Word for word, restate the lines that run from the line containing "remote's source indices (sync_sources=True)." to the last line of the records below.

_Data for review_:
-- Opening Marker --
PR #295, opened 2021-06-15
Initial source file and source indices support

masselstine:
fixes #8775
https://pulp.plan.io/issues/8775

Allows the upload of source files (orig.tar, debian.tar) and Debian
Source Control files (dsc files), as well as synchronizing with a
remote's source indices (sync_sources=True).

The source_files referenced in a dsc_file must be uploaded before the
dsc_file so a typical workflow might be

--
apt-get source bc

http --form post $BASE/pulp/api/v3/content/deb/source_files/ \
  file@"bc_1.07.1.orig.tar.gz" name=bc_1.07.1.orig.tar.gz
http --form post $BASE/pulp/api/v3/content/deb/source_files/ \
  file@"bc_1.07.1-2build1.debian.tar.xz" name=bc_1.07.1-2build1.debian.tar.xz
http --form post $BASE/pulp/api/v3/content/deb/dsc_files/ \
-- Closing Marker --
_Your solution_:
remote's source indices (sync_sources=True).

The source_files referenced in a dsc_file must be uploaded before the
dsc_file so a typical workflow might be

--
apt-get source bc

http --form post $BASE/pulp/api/v3/content/deb/source_files/ \
  file@"bc_1.07.1.orig.tar.gz" name=bc_1.07.1.orig.tar.gz
http --form post $BASE/pulp/api/v3/content/deb/source_files/ \
  file@"bc_1.07.1-2build1.debian.tar.xz" name=bc_1.07.1-2build1.debian.tar.xz
http --form post $BASE/pulp/api/v3/content/deb/dsc_files/ \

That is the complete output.